PR #1822, opened 2020-04-10
test: Wire service does not call config when params are undefined

jodarove:
## Details
When having a component that uses a wire adapter.

```js
import { LightningElement, wire, api } from 'lwc';
import { EchoWireAdapter } from 'x/echoWireAdapter';

export default class SimpleWiredProps extends LightningElement {
    firstParamValue;

    @wire(EchoWireAdapter, {
        firstParam: '$firstParamValue',
    })
    simpleWire(providedValue) {
        this.configValue = providedValue;
    }
}
```

The EchoWireAdapter config event is never initially called, when all of the config parameters are `undefined`. Once you change at least one, the config event is triggered.

### DIFF
--- a/packages/integration-karma/test/polyfills/aria-properties/index.spec.js
+++ b/packages/integration-karma/test/polyfills/aria-properties/index.spec.js
@@ -37,6 +37,7 @@ function testAriaProperty(property, attribute) {
     });
 }
 
+// test is this passes on the ci
 const ariaPropertiesMapping = {
     ariaAutoComplete: 'aria-autocomplete',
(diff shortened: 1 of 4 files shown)


jodarove:
@caridy @kevinv11n @pmdartus , im not sure if this is the intended behavior, or a bug in the current wire service.

It might be a consequence of how the property traps work in the current wire, they check that the value of the param is different than the current config, which initially has all set to `undefined`.

With the current wire-reform, we do call the wire adapter with the initial config, even if all the parameters are `undefined`.

jodarove:
closed in favor of #1823

PR #1459, opened 2019-08-21
refactor(wire-service): wire decorator reform 

caridy:
## Details

RFC for this change: https://github.com/salesforce/lwc-rfcs/pull/14

__NOTE:__ RFC for the wire reform needs to be approved before we can merge this PR.

## Does this PR introduce breaking changes?

* 🚨 `Yes, it does introduce breaking changes.`

1. Current wire adapterIds defined as `Symbol` will be broken with this update.

- Upgrade path: 
```js
export const adapterId = Symbol('AdapterId');

// should change to:

export const adapterId = () => {
    throw new Error("Imperative use is not supported. Use @wire(adapterId)");
};
```

## GUS work item
W-6567761

PR #1823, opened 2020-04-11
fix(wire-service): config with all params being undefined

jodarove:
## Details
This PR fixes an issue introduced on #1459 that calls the update method on a wire adapter, even when initially all the params of the config are `undefined`. The fix is only for the legacy adapters that are registered with the wire-service.

From the previous wire protocol (summer20 branch). When initially all the params in the config of a wire adapter are undefined, the config event is never triggered on the wire adapter.


jodarove:
@caridy @kevinv11n @pmdartus , i'm not sure if this is the intended behavior, or a bug in the current wire service.

It might be a consequence of how the property traps work in the [summer20 branch](https://github.com/salesforce/lwc/tree/summer20), they check that the value of the param is different than the current config, which initially has all set to `undefined`.

With the current wire-reform, we do call the wire adapter with the initial config, even if all the parameters are `undefined`.

packages/@lwc/engine/src/framework/wiring.ts
```diff
@@ -155,7 +155,27 @@ function createConnector(vm: VM, name: string, wireDef: WireDef): WireAdapter {
         // This wire has dynamic parameters: we wait for the component instance is created and its values set
         // in order to call the update(config) method.
         Promise.resolve().then(() => {
-            computeConfigAndUpdate = createConfigWatcher(vm, wireDef, updateConnectorConfig);
+            // there is a special case: when all the config params are undefined, the config on the
```
caridy, line 158: After speaking to @jodarove over the phone, we think that this code really doesn't belong here, it belongs to the register service for legacy adapters only. Setting values to undefined is just fine, and seems like we do have legacy adapters that are relying on the existing bug to behave based on undefined value. Moving this code there means that new adapters, and open source adapters will not see this buggy behavior.

packages/@lwc/wire-service/src/index.ts
```diff
@@ -90,6 +91,13 @@ export interface WireAdapterConstructor {
     new (callback: dataCallback): WireAdapter;
 }
 
+function isEmptyOrValidConfig(config: Record<string, any>): boolean {
```
caridy, line 94: this name is confusing... is empty or valid config... I think you mean "isEmptyOrInvalid`

caridy, line 94: split this into two method, `isEmptyConfig`, and `isValidConfig`

packages/@lwc/wire-service/src/index.ts
```diff
@@ -179,6 +188,19 @@ export class WireAdapter {
...
     update(config: Record<string, any>) {
+        if (this.isFirstUpdate) {
+            // this is a special case for legacy wire adapters: when all the config params are undefined,
+            // the config on the wire adapter should not be called until one of them changes.
+            this.isFirstUpdate = false;
+
+            // Note: In the legacy adapters with static config, this check is not enforced, they always get called.
+            // Ex: @wire(foo, { bar: undefined })
+            // With this functionality, adapters with static and dynamic($) parameters will be treated the same.
+            if (!isEmptyOrValidConfig(config)) {
```
caridy, line 199: use the two new functions

Issue #1824, opened 2020-04-13
(engine-restrictions) Lift restrictions on addEventListener's options param for host element


ravijayaramappa:
### Description
Adding an event listener on the custom element with a third `options` argument logs an error. 

This restriction should be on the component instance and not on the host element. From the outside world, a DOM element should behave the per spec when `addEventListener` is invoked with the options param, regardless of whether the element is a standard html element or a native custom element or an LWC custom element.

#### Steps to Reproduce
https://playground.lwcjs.org/projects/d1fzv_d_h/3/edit
```
import { LightningElement, track } from 'lwc';

export default class App extends LightningElement {
    renderedCallback() {
        this.addEventListener('foo', () => {}, { passive: true });
    }
}
```

Reference: https://developer.mozilla.org/en-US/docs/Web/API/EventTarget/addEventListener

caridy:
FYI, this is probably just moving the following block:

https://github.com/salesforce/lwc/blob/9e19ce545011760e7a736e214ac3eab6948f0d60/packages/%40lwc/engine/src/framework/restrictions.ts#L338-L370

to

https://github.com/salesforce/lwc/blob/9e19ce545011760e7a736e214ac3eab6948f0d60/packages/%40lwc/engine/src/framework/restrictions.ts#L405

ekashida:
I'd have to dig in a little more but giving users the ability to subscribe to the capture phase of `focusin` might require us to refactor our delegatesFocus implementation. It might be fine as long as we always run first, not sure...

ekashida:
Looks like we only restrict this for the host element:
https://playground.lwcjs.org/projects/LY4Z_tvOv/1/edit

ekashida:
When introducing support for options, we'll also need to update the existing logic to prevent multiple listeners for the same event since we currently only consider the identity of the listener function.

Some points to consider when determining whether a listener is "identical":

1) Only the reference to the option object is considered since the values are read once when binding. This means we don't care what the actual values in the configuration object are, and we also don't care if those values change over time.

2) IE11 doesn't support option objects, it just cares whether the third argument is truthy or not. We'd need to detect browser behavior to support this since different option objects should be considered equivalent.

sf-maps:
Hello, there. I'm also seeing this behavior in our project. I am using LWCs as web components in my app and would like to use the third optional parameter when binding event listeners to them. When running in development mode the LWC runtime throws an error for each usage.

@pmdartus

bk-dev:
[...]

PR #1826, opened 2020-04-14
refactor(engine): addEventListener restriction options param

aputinski:
## Details

Closes https://github.com/salesforce/lwc/issues/1824

## GUS work item
W-7446526

### DIFF
--- a/packages/@lwc/engine/src/framework/restrictions.ts
+++ b/packages/@lwc/engine/src/framework/restrictions.ts
@@ -305,7 +305,6 @@ function getCustomElementRestrictionsDescriptors(elm: HTMLElement): PropertyDesc
     }
     const descriptors = getNodeRestrictionsDescriptors(elm);
 
-    const originalAddEventListener = elm.addEventListener;
     const originalInnerHTMLDescriptor = getPropertyDescriptor(elm, 'innerHTML')!;
     const originalOuterHTMLDescriptor = getPropertyDescriptor(elm, 'outerHTML')!;
     const originalTextContentDescriptor = getPropertyDescriptor(elm, 'textContent')!;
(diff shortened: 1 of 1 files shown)


packages/@lwc/engine/src/framework/restrictions.ts
```diff
@@ -456,6 +423,37 @@ function getLightningElementPrototypeRestrictionsDescriptors(
                 return originalIsConnectedGetter.call(this);
             },
         }),
+        addEventListener: generateDataDescriptor({
+            value(
+                this: HTMLElement,
```
caridy, line 428: this is not HTMLElement here, it is `LightningElement`

packages/@lwc/engine/src/framework/restrictions.ts
```diff
@@ -456,6 +423,37 @@ function getLightningElementPrototypeRestrictionsDescriptors(
...
+                assert.invariant(
+                    !isInvokingRender,
+                    `${vmBeingRendered}.render() method has side effects on the state of ${componentTag} by adding an event listener for "${type}".`
+                );
+                assert.invariant(
+                    !isUpdatingTemplate,
+                    `Updating the template of ${vmBeingRendered} has side effects on the state of ${componentTag} by adding an event listener for "${type}".`
+                );
+                // TODO [#420]: this is triggered when the component author attempts to add a listener
+                // programmatically into a lighting element node
```
ravijayaramappa, line 445:
```suggestion
                // programmatically into a lighting component instance
```

packages/@lwc/engine/src/framework/restrictions.ts
caridy:
```suggestion
                this: LightningElement,
```

caridy:
Ok, this code is now ready, but after discussing the details with @ravijayaramappa, we looked at the code, and in fact, the custom element is being patched, eliminating the ability to use options when using synthetic shadow. We have found a couple of ways to allow this, but we will have to put some time to solve this.

pmdartus:
Closing this PR based on @caridy's feedback.

PR #1828, opened 2020-04-15
fix: use resolved constructor during creating of template elements

ravijayaramappa:
## Details
For a component class that has been marked to have a circular reference, the engine resolves the constructor and caches it as part of the component def. During creation of elements found in a template, currently the unresolved constructor is being used. This PR uses the resolved constructor from the component definition.

This is a follow up to https://github.com/salesforce/lwc/pull/1751

## GUS work item
W-7391508


caridy:
great catch!

PR #1829, opened 2020-04-16
fix(wire-service): consecutive update calls with same config values

jodarove:
## Details
This PR fixes an issue in which the update method of the wire adapter is being called sequentially with the same config.

Ex: 
```
instance.update({ sum: 5 });
instance.update({ sum: 5 });
```

### DIFF
--- a/packages/@lwc/babel-plugin-component/src/decorators/wire/transform.js
+++ b/packages/@lwc/babel-plugin-component/src/decorators/wire/transform.js
@@ -168,12 +168,6 @@ function buildWireConfigValue(t, wiredValues) {
                 wireConfig.push(t.objectProperty(t.identifier('method'), t.numericLiteral(1)));
             }
 
-            wireConfig.push(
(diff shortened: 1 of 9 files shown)


packages/@lwc/babel-plugin-component/src/decorators/wire/transform.js
```diff
@@ -168,12 +168,6 @@ function buildWireConfigValue(t, wiredValues) {
                 wireConfig.push(t.objectProperty(t.identifier('method'), t.numericLiteral(1)));
             }
 
-            wireConfig.push(
```
jodarove, line 171: Since we need to have the dynamic parameters, we don't need any more `hasParams`.

Note: `hasParams` was added with the idea to remove the `static` and `params` meta on the wire in the future.

jodarove:
Closing this one, after discussing with @caridy, this is an extreme case, which the adapter and the component should be prepared to handle.

PR #1831, opened 2020-04-16
fix(wire-service): mutation triggered with same value

jodarove:

### DIFF
--- a/packages/integration-karma/test/template/properties/index.spec.js
+++ b/packages/integration-karma/test/template/properties/index.spec.js
@@ -16,6 +16,7 @@ describe('live properties', () => {
             expect(elm.shadowRoot.querySelector('input').checked).toBe(true);
         });
 
+        // This test is relying in the fact we force re-rerender when api values change.
         it('should use the DOM value for diffing', () => {
             const elm = createElement('live-input-checked', { is: InputChecked });
             elm.checkedValue = true;
--- a/packages/integration-karma/test/wire/wiring/index.spec.js
+++ b/packages/integration-karma/test/wire/wiring/index.spec.js
@@ -8,6 +8,8 @@ import { BroadcastAdapter } from 'x/broadcastAdapter';
 
 import InheritedMethods from 'x/inheritedMethods';
 
+import WireWithApi from 'x/wireWithApi';
+
 const ComponentClass = AdapterConsumer;
 const AdapterId = EchoWireAdapter;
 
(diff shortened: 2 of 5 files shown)


packages/integration-karma/test/template/properties/index.spec.js
```diff
@@ -16,6 +16,7 @@ describe('live properties', () => {
             expect(elm.shadowRoot.querySelector('input').checked).toBe(true);
         });
 
+        // This test is relying in the fact we force re-rerender when api values change.
```
jodarove, line 19: @caridy this test specifically relies in that. im thinking that is used in the lightning-input.

caridy: that's what I thought. lets chat about that with @sfdciuie tomorrow.

diervo:
Let's make sure @kevinv11n is onboard with the semantics on this change.

packages/integration-karma/test/template/properties/index.spec.js
sfdciuie: The real-world scenario is for inputs that are in a badInput state, for example if you have a  type="date" or type="number" there may be text/content in the input, but the value would be empty `''`, setting the value to the same value of `''` should reset the input content (just as it does on a native input)

packages/integration-karma/test/wire/wiring/index.spec.js
```diff
@@ -211,6 +213,27 @@ describe('wiring', () => {
...
+                expect(elm.result).toBe(5);
+
+                elm.a = 5;
+
+                setTimeout(() => {
+                    expect(spy.length).toBe(1); // no extra call with the config
+
+                    done();
+                }, 0);
+            }, 0);
```
ravijayaramappa, line 235:
```suggestion
                });
            });
```

packages/integration-karma/test/wire/wiring/index.spec.js
```diff
@@ -211,6 +213,27 @@ describe('wiring', () => {
...
+            EchoWireAdapter.setSpy(spy);
+
+            setTimeout(() => {
+                expect(spy.length).toBe(1); // first update
+                expect(elm.result).toBe(5);
+
+                elm.a = 5;
+
+                setTimeout(() => {
+                    expect(spy.length).toBe(1); // no extra call with the config
```
ravijayaramappa, line 231:
```suggestion
                spy.length = 0;
                elm.a = 5;

                setTimeout(() => {
                    expect(spy.length).toBe(0); // no extra call with the config
```

packages/integration-karma/test/template/properties/index.spec.js
ekashida: @jodarove can you add the real-world scenario in the comment?

packages/integration-karma/test/wire/wiring/index.spec.js
jodarove: @ravijayaramappa the 1 call is the initial config call, that one is always executed.

packages/integration-karma/test/template/properties/index.spec.js
caridy: @sfdciuie maybe in that case we can change it two two values... to trigger the reactivity. Saying, if input detects that the value is the same, it can set it to undefined and back to the original value in the same tick, if you know that setting the value will not no implications, it should be fine to set it twice since the rehydration will happen after in another tick.

jodarove:
There is a high risk of breaking customer components with this change. This needs a deeper analysis.

PR #1839, opened 2020-04-20
fix(wire-service): wired field dont triggers rehydration

jodarove:
## Details
This PR fixes an issue in which when a wired field is modified from the component code, it does not triggers rehydration on the component.

Example
```html
<template>{wiredField}</template>
```
```js
import { LightningElement, wire, api } from 'lwc';
import { Foo } from 'bar/baz';

export default class Example extends LightningElement {
    @wire(Foo) wiredField;

    @api
    forceRerender() {
          this.wiredField = Math.random();
    }
}
```

### DIFF
--- a/packages/@lwc/engine/src/framework/decorators/wire.ts
+++ b/packages/@lwc/engine/src/framework/decorators/wire.ts
@@ -6,7 +6,7 @@
  */
 import { assert } from '@lwc/shared';
 import { ComponentInterface } from '../component';
-import { componentValueObserved } from '../mutation-tracker';
+import { componentValueObserved, componentValueMutated } from '../mutation-tracker';
 import { getAssociatedVM } from '../vm';
 import { WireAdapterConstructor } from '../wiring';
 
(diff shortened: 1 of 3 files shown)


packages/@lwc/engine/src/framework/decorators/wire.ts
```diff
@@ -35,11 +35,16 @@ export function internalWireFieldDecorator(key: string): PropertyDescriptor {
...
             const vm = getAssociatedVM(this);
             /**
-             * intentionally ignoring the reactivity here since this is just
+             * Reactivity for wired fields is provided in wiring.
+             * We intentionally add reactivity here since this is just
              * letting the author to do the wrong thing, but it will keep our
              * system to be backward compatible.
              */
-            vm.cmpFields[key] = value;
+            if (value !== vm.cmpFields[key]) {
```
jodarove, line 43: Since we will be doing this, what about if when defining a [fieldDataCallback](https://github.com/salesforce/lwc/blob/master/packages/@lwc/engine/src/framework/wiring.ts#L19-L30), we rely on this wired field property descriptor?

jodarove:
> Ok, LGTM. Can we add a todo to remove this when possible? or at least explore the removal of this?

Sure thing

PR #1842, opened 2020-04-21
fix: cache definition for constructor with circular dependency

ravijayaramappa:
## Details
For component constructor with a circular dependency, the definition gathered is being cached with the resolved constructor as the key.
This becomes an issue when the unresolved constructor is reused the second time. The component def is recalculated unnecessarily.

Follow up to #1751 


pmdartus:
I don't understand why Best is reporting performance improvement, while this change shouldn't affect those benchmarks.

caridy:
we discussed the same... we should ask @diervo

------------------------------------------------------------------------

Find the line with "Hello, there. I'm" in the material above. Reproduce it and each line after it up to and including the line with "originalAddEventListener = elm.addEventListener;".

Answer to this exercise
Hello, there. I'm also seeing this behavior in our project. I am using LWCs as web components in my app and would like to use the third optional parameter when binding event listeners to them. When running in development mode the LWC runtime throws an error for each usage.

@pmdartus

bk-dev:
[...]

PR #1826, opened 2020-04-14
refactor(engine): addEventListener restriction options param

aputinski:
## Details

Closes https://github.com/salesforce/lwc/issues/1824

## GUS work item
W-7446526

### DIFF
--- a/packages/@lwc/engine/src/framework/restrictions.ts
+++ b/packages/@lwc/engine/src/framework/restrictions.ts
@@ -305,7 +305,6 @@ function getCustomElementRestrictionsDescriptors(elm: HTMLElement): PropertyDesc
     }
     const descriptors = getNodeRestrictionsDescriptors(elm);
 
-    const originalAddEventListener = elm.addEventListener;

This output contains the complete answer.